PR #278, opened 2019-08-15
Added support for executing from interpreter.

onegreyonewhite:
For run from python interpreter as module use command:
`python -m daphne [all daphne arguments]`.

This is a very useful function for starting the server in integration mode, for example, in uWSGI.
In various Python installations, the directory with `console_scripts` may be different, and in this run option, it is enough to bind to the interpreter.

May be, you could release it feature in patch-release `2.3.1` because this PR does not change functionality but very needed.

### DIFF
--- a/daphne/__main__.py
+++ b/daphne/__main__.py
@@ -1,0 +1,3 @@
+from daphne.cli import CommandLineInterface
+
+CommandLineInterface.entrypoint()


onegreyonewhite:
Guys, this is not such a difficult change. Can you accept and release?

positiveimpact:
This would be super helpful! Currently I'm not able to run daphne on my Azure app service because I can't execute it within the virtual environment in the start script.

carltongibson (approved):
OK, let's add this. Thanks.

● ● ● ● ●

**Problem to solve:** Whenever a line in the material contains the word "from", copy that line.

**Answer area:**
Added support for executing from interpreter.
For run from python interpreter as module use command:
+from daphne.cli import CommandLineInterface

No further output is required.